C3AI: Crafting and Evaluating Constitutions for Constitutional AI
Yara Kyrychenko, Ke Zhou, Edyta Bogucka, Daniele Quercia
TL;DR
The paper introduces the C3AI framework for crafting and evaluating CAI constitutions, detailing a two-part process: (i) assembling a principled constitution from a large item pool via item selection, transformation, and three principled selection approaches, and (ii) evaluating model adherence through principle-specific and use-specific tests. It demonstrates that positively framed, behavior-based principles align more closely with human preferences, and uses Exploratory Graph Analysis to identify six latent principle factors, enabling a compact, effective constitution that preserves general capabilities while improving safety in a case study. The framework supports automated or synthetic evaluation of principles, reducing reliance on extensive human preference data, and shows that ORPO-fine-tuning with a refined principle set can enhance safety without harming reasoning. The work also discusses limitations and broad applicability to governance and compliance tasks, offering open-source access for adaptation to diverse use cases.
Abstract
Constitutional AI (CAI) guides LLM behavior using constitutions, but identifying which principles are most effective for model alignment remains an open challenge.
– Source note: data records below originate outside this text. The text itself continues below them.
PR #7015, opened 2026-07-31
fix(backend): Add current date to etag that's used in get-released-data

### LINKED ISSUE #7013: Include current date in get-released-data ETag so newly OPEN sequences don't wrogly show as RESTRICTED in SILO
`get-released-data` decides open vs. restricted data use terms by comparing today's date to restricted_until (`computeDataUseTerm` in `ReleasedDataModel.kt`), but the ETag is the timestamp of the last write to a released-data table (`getLastDatabaseWriteETag` in `ReleasedDataModel.kt`). 

A RESTRICTED DUT expiry writes nothing, so after midnight `get-released-data` starts returning OPEN for newly OPEN sequences while the ETag is unchanged so it doesn't trigger a reingest of data by SILO. This means the website will keep showing a sequence as RESTRICTED until the hard refresh time is reached (~27 hours at most) or something changes in the resleased data table.

## Suggested fix

Append the current UTC date to the ETag on the `get-released-data` endpoint: "\"$lastUpdateTime|${dateProvider.getCurrentDate()}\"".

maverbiest:
resolves #7013

The ETag `get-released-data` returns is only updated when something is written to released data tables. However, a sequence's DUT can change from RESTRICTED to OPEN on a new day if the restricted until date is reached. This does not result in a database write so the ETag does not change, but `get-released-data` will start returning DUT OPEN for the sequence as it is computed from the current date and the restricted until date each time the endpoint is called.

This can cause a mismatch between the DUT reported by the endpoint and what is show in SILO/LAPIS, since SILO only imports new data when the ETag changes. This was noticed as a mismatch between data returned by the endpoint and what was visible on the website (website reflects LAPIS state): https://loculus.slack.com/archives/C0757PTR607/p1785492200559359.

## Fix

This PR adds a `getLastDatabaseWriteETagWithDate` function to be used in the `get-released-data` endpoint controller. The only difference is that it adds the current date to the ETag. I'm still keeping the old ETag implementation around as it's also used by `extract-unprocessed-data`, where a change in DUT doesn't matter as far as I can tell? (let me know if this is not the case, happy to update)

This does mean that all organisms will have a SILO refresh when the UTC date changes. This is some extra load but hopefully shouldn't be too bad.

### PR Checklist

### DIFF
--- a/backend/src/main/kotlin/org/loculus/backend/controller/SubmissionController.kt
+++ b/backend/src/main/kotlin/org/loculus/backend/controller/SubmissionController.kt
@@ -335,7 +335,7 @@ open class SubmissionController(
             ),
             Header(
                 name = "eTag",
-                description = "Last database write Etag",
+                description = "Last database write Etag, combined with the current date",
                 schema = Schema(type = "integer"),
             ),
         ],
@@ -343,8 +343,8 @@ open class SubmissionController(
     @ApiResponse(
         responseCode = "304",
         description =
-        "No database changes since last request " +
-            "(Etag in HttpHeaders.IF_NONE_MATCH matches lastDatabaseWriteETag)",
+        "No database changes since last request, and the date has not changed " +
+            "(Etag in HttpHeaders.IF_NONE_MATCH matches lastDatabaseWriteETagWithDate)",
     )
     @GetMapping("/get-released-data", produces = [MediaType.APPLICATION_NDJSON_VALUE])
     fun getReleasedData(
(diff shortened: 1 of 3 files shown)


anna-parker:
side note: I realized the `/extract-unprocessed-data` etag is not scoped by organism, we should ideally add organism scope and a test there - can be a follow up PR :-)

anna-parker (approved):
looks great! sorry it took me so long to review, due to the extra load this will produce every day at midnight I will quickly check in with others if we are ok to merge this - but I think it is fine!

(Otherwise we wait 27h until a hard refresh, meaning we will end up waiting approx 13h until open sequences also appear as open on SILO after being released)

We introduce the C3AI framework (\textit{Crafting Constitutions for CAI models}), which serves two key functions: (1) selecting and structuring principles to form effective constitutions before fine-tuning; and (2) evaluating whether fine-tuned CAI models follow these principles in practice. By analyzing principles from AI and psychology, we found that positively framed, behavior-based principles align more closely with human preferences than negatively framed or trait-based principles. In a safety alignment use case, we applied a graph-based principle selection method to refine an existing CAI constitution, improving safety measures while maintaining strong general reasoning capabilities. Interestingly, fine-tuned CAI models performed well on negatively framed principles but struggled with positively framed ones, in contrast to our human alignment results. This highlights a potential gap between principle design and model adherence. Overall, C3AI provides a structured and scalable approach to both crafting and evaluating CAI constitutions.